[Records shown — start]

PR #1888, opened 2021-06-17
StructTag versioning

jsmall-nvidia:
This PR takes ideas from #1645

The main idea is to identify struct types with an 'id' that includes a type identity and a semantic version. 

Due to wanting to support arrays of structs and be able to handle structs from 'the future' the mechanism here *also* has the structure size. Having the the struct size allows an array of structs 'from the future' to be resized down amongst other features and checks.

What the system can do 

* Versioning backwards and forwards in minor semantic versions
* Zero extending if needed (fairly simply could have a 'default fields' feature)
* Handles instances, arrays, and pointer arrays
* Supports 'extension' and 'primary' struct types
* Allows structs to contain pointers/counts to other versioned structures
* Provides two conversion mechanisms - Lazy and Copy

The Lazy mechanism tries to do the minimum amount of work to provide a struct version hierarchy that is compatible with the current environment. In the limit it can do this by not copying or converting anything, but just returning the pointer to the thing passed in. 

The Copy mechanism always copies/converts everything. This provides an easy way to keep around a struct hierarchy without having to copy and memory track.

What it doesn't have

* Is a mechanism to convert from current (presumably internal) types to external types (this is covered in later PRs)
* To do this we need a mechanism of knowing what types the outside *wants* - and that probably entails them passing that information in (because of extensions and pointers/arrays) (discussed in later PRs)
* Doesn't have a delta mechanism to convert between major types

Converting to external types is quite straight forward if we know their tags and sizes. Doing so just requires making another system, which holds those versions (and removes fields if not in range). Then we just convert from the internal to external. This implies that we would want a method that creates some opaque type that contains the system, that can be passed to methods that output tagged structs.


slang.h
```diff
@@ -450,6 +450,178 @@ convention for interface methods.
...
+     |Primary | Category     | Type      | Major version | Minor Version
+-----|--------|--------------|-----------|---------------|----------------
+Bits | 31     | 30-24        | 23-16     |     15-8      |     0-7
+Type |        | AbiCategory  | Cat Spec  |               |
+
+Type will be specified as something specific for the category. A typical implementation will have an enum that lists
+types for that category. 
+
+TODO(JS): This layout may need to be altered - too may bits are perhaps used by major/minor version for example. This should
+be fine for the immediate future though.
```
tfoleyNV, line 501: One note is that the `Primary`-ness of a structure may not need to be encoded as its own bit, since it would be implied by the `Type`. The bit is thus redundant for any recognized `Category`+`Type` pair, and for any case where we don't recognize the category and/or type, just knowing whether something is primary or not is only of limited value (we could specialize a diagnostic message based on that bit, but I'm not clear it is worth distinguishing from other "I don't recognize this type" cases).

tfoleyNV: (I was about to put forward a bunch more ideas on how we could allocate the bits for all of this, but a PR review is probably not the best place to bikeshed all the design stuff)

slang.h
```diff
@@ -450,6 +450,178 @@ convention for interface methods.
...
+    slang::StructSize structSize = slang::StructSize(sizeof(ThisType)); \
+    const slang::StructTag** exts = nullptr; \
+    int32_t extsCount = 0; 
+
+#define SLANG_API_TYPE_ENUM(x) x,
+
+struct TaggedStructBase
+{
+    StructTag structTag;            ///< Identity for the type
+    StructSize structSize;             ///< Size of the type in bytes
```
tfoleyNV, line 584: Why are we *also* including `structSize` if we already have `structTag`? I very much thought of this as an either/or.

My thought had been that the validation logic traffics in two main cases:

1. The `structTag` is one that is allowed + recognized (and thus have a declaration for) and we can freely use that declaration directly to copy things: `ConcreteType& concrete = *(ConcreteType*)structPtr;`

2. The `structTag` is one that is not allowed (whether recognized or not), so we simply diagnose an error about the mismatch, which relies on name/version/whatever information from the tag (and doesn't care about the actual data in the struct)

I can't see how either of those cases is improved by having a `structSize` field, and having both seems wasteful to me. I'm happy to be convinced otherwise, of course.

slang.h
```diff
@@ -450,6 +450,178 @@ convention for interface methods.
...
+// Enumerate all of the types that want ABI handling as part of Slang API.
+//
+// NOTE! That care is needed using the enumeration, because we want IDs to remain stable.
+// New types should be added to the end. Removed types should become Depreciated_Name (say).
+//
+// NOTE! The names must match the type name for an active type exactly for the SLANG_PRIMARY_TAGGED_STRUCT and SLANG_EXTENSION_TAGGED_STRUCT
+// macros to work.
+#define SLANG_TAGGED_STRUCTS(x) \
+    x(TargetDesc) \
+    x(SessionDesc)
```
tfoleyNV, line 612: Style note: I always like to have multiline macro definitions like this terminate each content line with `\` and then have a stand-along line to mark the actual end of the macro, e.g.:

```
#define SLANG_TAGGED_STRUCTS(x) \
    x(TargetDesc) \
    x(SessionDesc) \
    /* end */
```

Formatting things that avoids spurious diffs to the existing lines when adding new cases, and helps avoid the kind of editing error where somebody adds a new case *with* a trailing `\` and accidentally makes the macro definition include a subsequent code line by accident.

source/compiler-core/slang-struct-tag-converter.h
```diff
@@ -0,0 +1,153 @@
+#ifndef SLANG_COMPILER_CORE_STRUCT_TAG_CONVERTER_H
+#define SLANG_COMPILER_CORE_STRUCT_TAG_CONVERTER_H
+
+#include "slang-struct-tag-system.h"
+#include "slang-diagnostic-sink.h"
+
+namespace Slang {
+
+class StructTagConverterBase
```
tfoleyNV, line 9: Maybe I'm missing something but this seems like a lot of infrastructure compared to the simpler thing of just having each relevant function do `switch(tag) { ... }` and either handle each allowed case directly (there's only one right now!) or convert the data for each case into a common representation.

For handling extensions, it seems like we'd often want code along the lines of:

```
// one local per recognized extension and version thereof
ExtA* a = nullptr;
ExtB* b = nullptr;
for(auto extPtr : primary->exts) {
    switch(extPtr->tag) {
        case A: a = (A*) extPtr; break;
        ...
    }
}
// later code can easily do:
if(a) { /* a-specific stuff */ }
```

I'm beginning to see that we maybe had very different ideas of how much of an underlying *system* needed to exist behind this. In my mind the tags are just a glorified `enum` to indicate which of a list of `struct` types was passed in, and the logic for actually handling those cases would be simplest and fastest if it is ad hoc...

tfoleyNV (approved):

slang.h
jsmall-nvidia: Having the structSize was added so I could support arrays of structs as opposed to arrays of pointers to structs. Having it allows for struct from the 'future' or the 'past' relative to current.

source/compiler-core/slang-struct-tag-converter.h
jsmall-nvidia: This is nice in so far as allows for programmatic transformations between versions. The PR solution provides mechanical transformations around semantic versioning (for now at least).

On the other hand the mechanism above implies that all the versions are available, and that any handling is ad-hoc. 

Whilst the mechanical semantic versioning is more limited, once it exists - it does not require keeping previous versions around, or ad-hoc processing or error handling. You do it once and you are done.

Issue #1891, opened 2021-06-22
Implementation of SamplerTexture2D is incomplete


GlaireDaggers:
My engine relies on combined texture samplers in Vulkan to do texturing, but the implementation in Slang appears to be missing some functionality - mainly, attempting to _sample_ from a SamplerTexture2D using the `texture` function gives the following error:

```
core.meta.slang(689): internal error 99999: unimplemented feature in Slang compiler: unexpected IR opcode during code emit
```

tfoleyNV:
Thanks for posting this as its own issue. I can probably try to tackle this, but I'm wondering what kind of timeline you have on when you'd need the implementation for this to be useful.

GlaireDaggers:
I'm not in any particular _hurry_ for what it's worth, since right now this is just for my own projects, but it _is_ a blocker for remaining work on the rendering pipeline in the engine.

tfoleyNV:
I'm starting to work on this and have made some positive steps toward getting things fixed in my branch. When this stuff lands the names and signatures are likely to be different than what you are working with right now, so I will try to document stuff in this issue when that time comes.

tfoleyNV:
PR #1894 should fix up a lot of the compiler's behavior around these combined types, and those fixes should be available in the `v0.19.0` and later releases. However, the change completely overhauls how combined texture/sampler type are written in input code.

Now, given an existing HLSL texture type like `Texture2D` the equivalent combined texture/sampler type has a name with `Sampler` in place of `Texture`. So the equivalent of `Texture2D` is the combined texture/sampler type `Sampler2D`.

Similarly, for any operations on a given `Texture*` type, the equivalent `Sampler*` type should have the same operations, just with any `SamplerState` parameter removed.

So if you would write the following with separate textures and samplers:

```hlsl
Texture2D t;
SamplerState s;

float4 test(float2 uv) { return t.Sample(s, uv); }
```

you would instead write the following to use the new combined types:

```hlsl
Sampler2D s;

float4 test(float2 uv) { return s.Sample(uv); }
```

Hopefully this large change doesn't cause too much disruption for your codebase @GlaireDaggers. Please feel free to let me know of any issues you run into with the newly re-enabled functionality. It is entirely possible that I've missed some important cases.

GlaireDaggers:
Ah, sorry I've been silent for a bit. Been on vacation, just got back last night. Will take a look at this hopefully later tonight or tomorrow! Thanks for looking into it :)

PR #1894, opened 2021-06-23
Fixes related to combined texture/sampler types

tfoleyNV:
Work on #1891

Our intention has always been to support combined texture/sampler types in Slang, both for targets like OpenGL where that is the only option available and for targets like Vulkan where it can be beneficial to performance. Because Slang's current users mostly focus on D3D12+Vulkan codebases, they strongly prefer separate textures and samplers, and the relevant support code in Slang has "bit-rotted" over many releases until the functionality that was there isn't useful any more.

This change significantly overhauls the implementation of combined texture/sampler types and adds a test that uses them in the hopes of avoiding future regressions.

The new combined texture/sampler types use the prefix `Sampler`, so where there is an existing standalone `Texture2D` type the equivalent combined texture/sampler type will be `Sampler2D`. The intention is that this naming mirrors the GLSL conventions (where the type is `sampler2d`) while following HLSL naming precedent (to the extent it exists).

The operations available on a `Sampler2D` are intended to be those that are available on a `Texture2D`, and it is just that in cases where the `Texture2D` operation would take a separate sampler argument:

    Texture2D t = ...;
    SamplerState s = ...;
    float4 result = t.Sample(s, uv);

the equivalent `Sampler2D` operation just elides that argument:

    Sampler2D s = ...;
    float4 result = s.Sample(uv);

In terms of implementation, there are a lot of subtle details here:

* I've tried to use the same metaprogramming logic that generates all the stdlib declarations for `Texture*` to also generate `Sampler*` in the hopes that this helps keep them in sync.

* The big catch to the above is that it means that for certain operations the indidces of parameters depend on whether or not an explicit sampler parameter is used. Rather than try to tweak the indices in the stdlib generation logic (which is already complicated) I went and added Yet Another Hack to the logic that handles intrinsic definition strings. Basically, the special-case handling of `$p` has been modified so that it *also* applies a negative offset to future parameter references in the same intrinsic string.

* Trying to actually bring this up in our test framework revealed that the "flat" reflection API was seemingly not reflecting combined texture/sampler types correctly at all (it was reflecting them as just plain textures). Other than that issue, the Vulkan path seems to work fine with combined texture/samplers.

* I also had to add logic to the `TEST_INPUT` parsing to re-introduce handling of the combined types (that was something I consciously left out to reduce the amount of code in the earlier refactor there). Luckily, the architecture is such that a combined texture/sampler can leverage most of the existing logic for the separate cases.


source/slang/core.meta.slang
```diff
@@ -596,6 +596,7 @@ static const struct {
 };
 static const int kBaseTextureAccessLevelCount = sizeof(kBaseTextureAccessLevels) / sizeof(kBaseTextureAccessLevels[0]);
 
+#if 0
```
jsmall-nvidia, line 599: Did you want to leave this in?

source/slang/slang-intrinsic-expand.h
```diff
@@ -29,6 +29,26 @@ struct IntrinsicExpandContext
     Int m_argCount = 0;
     Index m_openParenCount = 0;
     CLikeSourceEmitter* m_emitter;
+
```
jsmall-nvidia, line 32: This would be nice, though it assumes the name are available in IR.

tools/render-test/shader-input-layout.cpp
```diff
@@ -673,10 +683,43 @@ namespace renderer_test
                 maybeParseOptions(parser, val.Ptr());
                 return val;
             }
-            // TODO: We can include combined texture/sampler cases
-            // here, but we don't really have tests for them and
-            // it might be better to save it for a point where
-            // we support hierarchical binding values more directly.
+            else if (parser.AdvanceIf("TextureSamplerSampler1D"))
```
jsmall-nvidia, line 686: SamplerSampler?

source/slang/core.meta.slang
```diff
@@ -701,22 +715,34 @@ for (int tt = 0; tt < kBaseTextureTypeCount; ++tt)
...
-                sb << name;
+                sb << baseName;
+                sb << baseShapeName;
                 if (isMultisample) sb << "MS";
                 if (isArray) sb << "Array";
     //                        if (isShadow) sb << "Shadow";
                 sb << "\n{";
 
+                char const* samplerStateParam = prefixInfo.combined ? "" : "SamplerState s, ";
+//                int samplerStateParamCount =  prefixInfo.combined ? 0 : 1;
```
jsmall-nvidia, line 738: Remove?

source/slang/core.meta.slang
```diff
@@ -652,23 +653,36 @@ for (int tt = 0; tt < kBaseTextureTypeCount; ++tt)
...
+{
+    char const* name;
+    bool        combined;
+} kTexturePrefixes[] =
+{
+    { "Texture", false },
+    { "Sampler", true },
+};
 
+for(auto& prefixInfo : kTexturePrefixes)
```
jsmall-nvidia, line 681: It seems perhaps a little irksome it's not indented - but in the context of the complexity/interation over variety of cases I guess it's fair enough. It's like you want 'iterate over the combinations of some things'.

source/slang/slang-intrinsic-expand.cpp
```diff
@@ -462,33 +484,41 @@ const char* IntrinsicExpandContext::_emitSpecial(const char* cursor)
...
+                if (elementCount < 4)
                 {
-                    // What other cases are possible?
+                    char const* swiz[] = { "", ".x", ".xy", ".xyz", "" };
+                    m_writer->emit(swiz[elementCount]);
                 }
             }
             else
             {
-                SLANG_UNEXPECTED("bad format in intrinsic definition");
```
jsmall-nvidia, line 491: Having the 'assert' doesn't seem unreasonable.

jsmall-nvidia (changes requested):
Think there is a typo in 'TextureSamplerSampler1D'. Other issues are mostly musing - although it's not clear why the big #if 0 section is left.

source/slang/core.meta.slang
tfoleyNV: Oops. No. Will delete.

source/slang/slang-intrinsic-expand.h
tfoleyNV: I was thinking that *if* we did this we would hypothetically move the parsing+validation step to the front-end (or maybe IR lowering?) where it could work on the AST.

Basically, we could parse the definition string using the existing logic, and translate it into a flat list of "ops" (akin to what we use for macros now):

* Raw string ops would reference a range of bytes from the original definition string
* Param reference ops would reference a parameter of the (IR-level) function by index
* Various other opcodes would be defined for the numerous special cases

During IR lowering the sequence of ops would be translated to produce zero or more operands to the `IRTargetIntrinsicDecoration`, and the original string that the front-end used would no longer be needed. The translation could just use the AST to look up parameters by name, but then write out the index of the parameter to the IR-level data.

It would be a lot of code just to remove a bit of hackery, and maybe there is a better top-down design for how to handle all of this (e.g., something like "inline assembly" and a `__switch_target` construct so that all this stuff lives inside the function body instead?).

tools/render-test/shader-input-layout.cpp
tfoleyNV: Oops. Find-and-replace bit me there. Good catch.

source/slang/core.meta.slang
tfoleyNV: Yep...

source/slang/core.meta.slang
tfoleyNV: I'm not *proud* of doing that, but I also wanted to avoid the massive diff due to re-indenting some of our most complicated stdlib generation logic.

It actually seems like we might benefit from factoring the logic that generates the texture type definitions into one or more subroutines, or a "context" type with overloadable policy methods. There's just *so much* detail there and it is basically impossible to get anything right on the first try.

source/slang/slang-intrinsic-expand.cpp
tfoleyNV: Yeah, I think this was an example of me trying to do defensive coding. There is in principle the possibility somebody does:

```
struct MyStuff { float4 f; }
Texture2D<MyStuff> gMyStuffTex;
```

But realistically I don't expect the rest of the Slang compiler to handle that robustly anyway. It is something that I think historically fxc allowed, but that was partly due to the "anything goes" rules fxc seemed to employ.

It is probably healthier for us to say that texel types are always scalar basic types or vectors (which is what that assert enforces, in a roundabout way), and then if we want to relax that later actually put in the necessary design effort.

tfoleyNV:
Thanks for the feedback. I think this shows that I was maybe a bit hasty to get this PR up by the end of my work day and didn't put in the due diligence. I will fix the issues and update soon (hopefully later today, but possibly Friday).

PR #1898, opened 2021-06-29
Fix uninitialized access identified by Valgrind

jsmall-nvidia:
On looking at the possible flow for this the uninitialized usage happens in 

```
case Region::Flavor::Switch: 
```

When accessing `defaultCase`. The Ctor for SwitchRegion does not set it - the change here just sets to nullptr (which the comments says is ok), but it's not clear if it is correct for the flow that leads to the access.

It looks like it is left unintialized when 

```
                    // If the `default` case just branches to
                    // the join point, then we don't need to
                    // do anything with it.
                    //
                    if(defaultLabel == breakLabel)
                        defaultLabelHandled = true;
```

Means it is not set.

With this change valgrind no longer issues a warning.


tfoleyNV (approved):
Nice catch.

PR #1899, opened 2021-06-29
[gfx] Add inline ray tracing support.

csyonghe:
This PR adds inline ray tracing to `gfx` by adding a new `IAccelerationStructure` interface and its associated commands
via `IRayTracingCommandEncoder`.

This PR provides a Vulkan implementation and introduces a new `ray-tracing` example.


slang-gfx.h
```diff
@@ -871,16 +1028,12 @@ class IQueryPool : public ISlangUnknown
     { 0xc2cc3784, 0x12da, 0x480a, { 0xa8, 0x74, 0x8b, 0x31, 0x96, 0x1c, 0xa4, 0x36 } }
 
 
-class ICommandEncoder : public ISlangUnknown
+class ICommandEncoder
```
jsmall-nvidia, line 1031: By removing ISlangUnknown reference counting is removed (which could be seen as a benefit) - but you also lose being able to queryInterface, which breaks the main mechanisms for future non breaking binary compatibility. 

Moreover in this specific scenario since it has interfaces deriving from it, it means there is no mechanism to upcast.

slang-gfx.h
```diff
@@ -973,9 +1118,50 @@ class IResourceCommandEncoder : public ICommandEncoder
...
+};
+
+class IRayTracingCommandEncoder : public ICommandEncoder
+{
+public:
+    virtual SLANG_NO_THROW void SLANG_MCALL buildAccelerationStructure(
+        const IAccelerationStructure::BuildDesc& desc,
+        int propertyQueryCount,
+        AccelerationStructureQueryDesc* queryDescs) = 0;
+    virtual SLANG_NO_THROW void SLANG_MCALL copyAccelerationStructure(
```
jsmall-nvidia, line 1143: Pedantically in COM interfaces the 'output' is typically the last parameter. It could be argued that this 'out' is really a modify so that's fine. I actually think the reverse order is better 

```
copyAccelerationStructure( mode, src, dst)
```

None of this is super important I'll grant.

jsmall-nvidia (approved):
Looks good.

slang-gfx.h
```diff
@@ -495,11 +498,163 @@ class IResourceView : public ISlangUnknown
...
+        {
+            None = 0,
+            TriangleFacingCullDisable = 0x00000001,
+            TriangleFrontCounterClockwise = 0x00000002,
+            ForceOpaque = 0x00000004,
+            NoOpaque = 0x00000008
+        };
+    };
+
+    struct InstanceDesc
```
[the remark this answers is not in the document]
csyonghe: This struct is basically copied entirely from Vulkan header/ dx spec and is supposed to be filled in and copied to a gpu buffer. I guess we don't need to worry too much about compatibility for the platforms we cared about.

slang-gfx.h
csyonghe: Having this interface being a ISlangUnknown encourages the use of ComPtr on the user side, which can lead to wrong code since the object is transient and could be deleted when the user calls release via ComPtr. If we ever need queryInterface we should introduce a ITemporary or something like that in the future.

slang-gfx.h
csyonghe: This is to stay consistent with the d3d api. The call maps 1:1 to d3d's BuildAccelerationStructure function so I'd just keep the interface the same.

[Records shown — finish]

> _Requirement_:
Word for word, please print every line from the beginning of the records to the line bearing "The main idea", counting both ends and stopping there.

> _Task result_:
PR #1888, opened 2021-06-17
StructTag versioning

jsmall-nvidia:
This PR takes ideas from #1645

The main idea is to identify struct types with an 'id' that includes a type identity and a semantic version. 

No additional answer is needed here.